[Stored data entries]
Issue #3989, opened 2023-03-23
Escaping template strings not working


hnicke:
### Current Behavior

I need the literal value `${foo}` in a resulting k8s template of a garden kubernetes module.
The [garden docs](https://docs.garden.io/using-garden/module-templates#escaping-template-strings) describe how this should be done: Using `$${}` instead of `${}`.

```yaml
...
command: [ bash ]
args:
  - c
  - |
    ....
    -d '$${foo}'
```

However, it ends up literally like this after rendering:
```yaml
...
command: [ bash ]
args:
  - c
  - |
    ....
    -d '$${foo}'
```

I.e., no interpolation at all happened.

Garden doesn't eat the dollar. Maybe this only happens in the free tier :laughing: 

### Expected behavior
I expect this to be the result of the template rendering:
```yaml
...
command: [ bash ]
args:
  - c
  - |
    ....
    -d '${foo}'
```

### Additional idea
@worldofgeese pointed me to the docs, which I haven't found on my own.
I suggest moving the whole `Escaping template strings` paragraph from `Module Templates` to `Variables and Templating`. My understanding is that the `Module Templates` page only holds information in regards to the `kind: Module; type: templated` modules. The interpolation escape mechanism however is a globally available feature, right?

### Your environment

* **OS:** arch linux
* **How I'm running Kubernetes:** GKE
* 
`garden version`
v0.12.53

orymate:
We've workarounded this by rearranging the manifest templates in a way that all variable substitutions come before the parts that need escaping, and adding a comment like `# hack: $${}` between the two. No variable substitutions are done in the second part of the manifest, at least in 0.12.60.

```yaml
...
spec:
  loggingRef: ${environment.namespace}-demo  # TODO garden fails to expand this variable after the first escape, keeping this line before that
  # hack: $${}
  filters:
    - parser:
        metrics-probe:
          key: "probe"
          labels:
            namespace: "${json#kubernetes#namespace_name}"  # the manifests contain these exact label templates that use similar variable expansion syntax as garden
            pod: "${json#kubernetes#pod_name}"
```

vvagaytsev:
@orymate thanks for sharing the workaround!

vvagaytsev:
@orymate we have fixed this in [0.13.39](https://github.com/garden-io/garden/releases/tag/0.13.39). Feel free to try it out!

[...]

PR #5680, opened 2024-01-30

__How to complete this task__
Reproduce every record above exactly as it appears.

__Answer to this problem__
Issue #3989, opened 2023-03-23
Escaping template strings not working


hnicke:
### Current Behavior

I need the literal value `${foo}` in a resulting k8s template of a garden kubernetes module.
The [garden docs](https://docs.garden.io/using-garden/module-templates#escaping-template-strings) describe how this should be done: Using `$${}` instead of `${}`.

```yaml
...
command: [ bash ]
args:
  - c
  - |
    ....
    -d '$${foo}'
```

However, it ends up literally like this after rendering:
```yaml
...
command: [ bash ]
args:
  - c
  - |
    ....
    -d '$${foo}'
```

I.e., no interpolation at all happened.

Garden doesn't eat the dollar. Maybe this only happens in the free tier :laughing: 

### Expected behavior
I expect this to be the result of the template rendering:
```yaml
...
command: [ bash ]
args:
  - c
  - |
    ....
    -d '${foo}'
```

### Additional idea
@worldofgeese pointed me to the docs, which I haven't found on my own.
I suggest moving the whole `Escaping template strings` paragraph from `Module Templates` to `Variables and Templating`. My understanding is that the `Module Templates` page only holds information in regards to the `kind: Module; type: templated` modules. The interpolation escape mechanism however is a globally available feature, right?

### Your environment

* **OS:** arch linux
* **How I'm running Kubernetes:** GKE
* 
`garden version`
v0.12.53

orymate:
We've workarounded this by rearranging the manifest templates in a way that all variable substitutions come before the parts that need escaping, and adding a comment like `# hack: $${}` between the two. No variable substitutions are done in the second part of the manifest, at least in 0.12.60.

```yaml
...
spec:
  loggingRef: ${environment.namespace}-demo  # TODO garden fails to expand this variable after the first escape, keeping this line before that
  # hack: $${}
  filters:
    - parser:
        metrics-probe:
          key: "probe"
          labels:
            namespace: "${json#kubernetes#namespace_name}"  # the manifests contain these exact label templates that use similar variable expansion syntax as garden
            pod: "${json#kubernetes#pod_name}"
```

vvagaytsev:
@orymate thanks for sharing the workaround!

vvagaytsev:
@orymate we have fixed this in [0.13.39](https://github.com/garden-io/garden/releases/tag/0.13.39). Feel free to try it out!

[...]

PR #5680, opened 2024-01-30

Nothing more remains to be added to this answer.